What the exercise asks: Wherever the string "html" turns up in the data, copy the whole line.

====== Source material ======

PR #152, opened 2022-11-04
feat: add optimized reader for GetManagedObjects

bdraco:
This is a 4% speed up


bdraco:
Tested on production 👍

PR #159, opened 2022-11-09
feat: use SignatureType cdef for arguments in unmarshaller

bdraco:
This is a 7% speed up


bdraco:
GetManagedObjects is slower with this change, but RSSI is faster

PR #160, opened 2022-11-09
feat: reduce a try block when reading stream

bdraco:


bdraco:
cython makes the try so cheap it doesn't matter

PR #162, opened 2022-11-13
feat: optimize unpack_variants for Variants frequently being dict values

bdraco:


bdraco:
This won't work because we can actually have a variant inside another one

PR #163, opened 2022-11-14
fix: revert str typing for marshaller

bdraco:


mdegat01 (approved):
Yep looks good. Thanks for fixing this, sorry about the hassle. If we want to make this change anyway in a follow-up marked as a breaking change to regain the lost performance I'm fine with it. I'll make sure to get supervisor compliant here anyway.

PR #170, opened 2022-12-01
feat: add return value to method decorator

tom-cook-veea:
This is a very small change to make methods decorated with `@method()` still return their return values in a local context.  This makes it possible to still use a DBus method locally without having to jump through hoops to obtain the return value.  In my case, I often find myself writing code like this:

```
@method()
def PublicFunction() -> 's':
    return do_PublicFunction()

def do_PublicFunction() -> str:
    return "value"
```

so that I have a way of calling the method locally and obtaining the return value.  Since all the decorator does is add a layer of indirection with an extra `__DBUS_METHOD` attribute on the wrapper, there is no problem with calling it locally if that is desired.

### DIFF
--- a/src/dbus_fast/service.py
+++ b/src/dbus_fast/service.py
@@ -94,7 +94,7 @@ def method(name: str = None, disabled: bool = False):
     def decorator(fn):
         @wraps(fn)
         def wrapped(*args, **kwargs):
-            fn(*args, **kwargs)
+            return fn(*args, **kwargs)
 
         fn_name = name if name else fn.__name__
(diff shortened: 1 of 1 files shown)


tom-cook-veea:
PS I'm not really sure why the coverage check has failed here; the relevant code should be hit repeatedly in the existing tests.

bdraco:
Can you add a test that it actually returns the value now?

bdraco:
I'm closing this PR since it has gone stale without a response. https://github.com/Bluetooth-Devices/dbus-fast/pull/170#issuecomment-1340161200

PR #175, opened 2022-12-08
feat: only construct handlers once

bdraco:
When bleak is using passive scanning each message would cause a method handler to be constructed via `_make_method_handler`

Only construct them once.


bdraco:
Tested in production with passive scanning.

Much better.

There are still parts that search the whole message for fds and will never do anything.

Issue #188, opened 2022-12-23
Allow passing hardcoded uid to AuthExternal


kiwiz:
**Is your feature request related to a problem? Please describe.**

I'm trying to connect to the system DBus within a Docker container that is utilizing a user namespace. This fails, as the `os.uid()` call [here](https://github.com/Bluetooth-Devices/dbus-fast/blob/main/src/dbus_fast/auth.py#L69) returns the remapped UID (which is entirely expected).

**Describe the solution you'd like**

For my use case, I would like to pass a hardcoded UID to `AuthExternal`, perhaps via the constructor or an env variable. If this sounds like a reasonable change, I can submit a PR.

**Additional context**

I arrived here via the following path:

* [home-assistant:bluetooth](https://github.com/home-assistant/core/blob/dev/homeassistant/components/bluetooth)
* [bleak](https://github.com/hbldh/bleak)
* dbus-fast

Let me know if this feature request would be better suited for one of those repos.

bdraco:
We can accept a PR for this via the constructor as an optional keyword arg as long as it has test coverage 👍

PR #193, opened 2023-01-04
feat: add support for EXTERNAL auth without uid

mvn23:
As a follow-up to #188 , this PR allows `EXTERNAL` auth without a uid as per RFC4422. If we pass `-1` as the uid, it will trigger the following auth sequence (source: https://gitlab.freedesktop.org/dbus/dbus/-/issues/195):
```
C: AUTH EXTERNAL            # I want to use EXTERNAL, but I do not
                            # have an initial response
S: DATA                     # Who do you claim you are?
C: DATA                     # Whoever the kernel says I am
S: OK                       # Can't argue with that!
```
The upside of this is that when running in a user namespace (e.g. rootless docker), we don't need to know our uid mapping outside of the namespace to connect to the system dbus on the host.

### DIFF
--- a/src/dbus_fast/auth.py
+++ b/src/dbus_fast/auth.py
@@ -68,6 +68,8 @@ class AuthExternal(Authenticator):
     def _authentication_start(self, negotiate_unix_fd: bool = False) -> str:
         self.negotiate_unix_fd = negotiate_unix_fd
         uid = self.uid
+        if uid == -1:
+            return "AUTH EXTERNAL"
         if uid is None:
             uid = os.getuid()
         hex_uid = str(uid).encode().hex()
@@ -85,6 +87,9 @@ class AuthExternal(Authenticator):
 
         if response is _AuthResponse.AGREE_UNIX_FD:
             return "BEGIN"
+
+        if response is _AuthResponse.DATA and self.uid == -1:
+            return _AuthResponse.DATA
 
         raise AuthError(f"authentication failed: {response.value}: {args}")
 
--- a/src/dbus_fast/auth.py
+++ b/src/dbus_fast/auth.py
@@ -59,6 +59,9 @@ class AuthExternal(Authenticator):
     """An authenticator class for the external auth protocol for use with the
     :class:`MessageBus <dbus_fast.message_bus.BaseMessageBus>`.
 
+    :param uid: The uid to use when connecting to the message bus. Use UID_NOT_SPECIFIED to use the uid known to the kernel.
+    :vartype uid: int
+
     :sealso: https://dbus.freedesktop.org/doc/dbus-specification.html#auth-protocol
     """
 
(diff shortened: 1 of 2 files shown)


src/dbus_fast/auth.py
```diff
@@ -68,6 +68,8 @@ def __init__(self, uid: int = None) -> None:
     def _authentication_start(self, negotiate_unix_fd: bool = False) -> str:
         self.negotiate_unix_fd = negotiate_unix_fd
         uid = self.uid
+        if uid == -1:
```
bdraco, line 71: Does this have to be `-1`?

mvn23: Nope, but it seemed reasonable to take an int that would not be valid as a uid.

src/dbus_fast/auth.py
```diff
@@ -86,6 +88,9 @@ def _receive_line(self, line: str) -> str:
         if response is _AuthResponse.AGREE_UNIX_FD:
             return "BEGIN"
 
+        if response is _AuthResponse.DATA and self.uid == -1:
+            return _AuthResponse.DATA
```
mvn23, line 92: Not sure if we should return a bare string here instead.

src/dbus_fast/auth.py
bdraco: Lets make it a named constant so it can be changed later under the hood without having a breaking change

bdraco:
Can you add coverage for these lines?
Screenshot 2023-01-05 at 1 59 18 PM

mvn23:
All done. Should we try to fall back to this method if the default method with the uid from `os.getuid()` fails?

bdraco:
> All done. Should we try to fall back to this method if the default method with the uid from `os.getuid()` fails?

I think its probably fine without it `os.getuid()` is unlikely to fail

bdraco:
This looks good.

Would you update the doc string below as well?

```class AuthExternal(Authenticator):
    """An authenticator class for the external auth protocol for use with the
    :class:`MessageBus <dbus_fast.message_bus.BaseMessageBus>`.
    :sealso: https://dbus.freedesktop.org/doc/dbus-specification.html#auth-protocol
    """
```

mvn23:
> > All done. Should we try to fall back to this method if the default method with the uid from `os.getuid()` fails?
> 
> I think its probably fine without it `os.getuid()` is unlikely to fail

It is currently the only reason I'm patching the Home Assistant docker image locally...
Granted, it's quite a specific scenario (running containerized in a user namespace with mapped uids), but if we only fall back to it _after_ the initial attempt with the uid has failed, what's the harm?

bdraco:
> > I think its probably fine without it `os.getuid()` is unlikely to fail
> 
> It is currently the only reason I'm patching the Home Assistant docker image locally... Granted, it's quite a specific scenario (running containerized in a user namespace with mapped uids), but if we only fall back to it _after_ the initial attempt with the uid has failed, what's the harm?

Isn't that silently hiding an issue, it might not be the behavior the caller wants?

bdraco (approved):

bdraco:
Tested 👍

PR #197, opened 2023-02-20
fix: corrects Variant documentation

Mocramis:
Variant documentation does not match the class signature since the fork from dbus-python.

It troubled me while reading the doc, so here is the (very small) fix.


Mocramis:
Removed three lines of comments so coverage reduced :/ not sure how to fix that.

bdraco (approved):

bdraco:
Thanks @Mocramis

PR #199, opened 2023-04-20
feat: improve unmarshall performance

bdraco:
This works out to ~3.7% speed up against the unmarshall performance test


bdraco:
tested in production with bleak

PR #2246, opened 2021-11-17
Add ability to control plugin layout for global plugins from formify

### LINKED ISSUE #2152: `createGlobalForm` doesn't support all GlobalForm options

======

Written answer:
     :sealso: https://dbus.freedesktop.org/doc/dbus-specification.html#auth-protocol
    :sealso: https://dbus.freedesktop.org/doc/dbus-specification.html#auth-protocol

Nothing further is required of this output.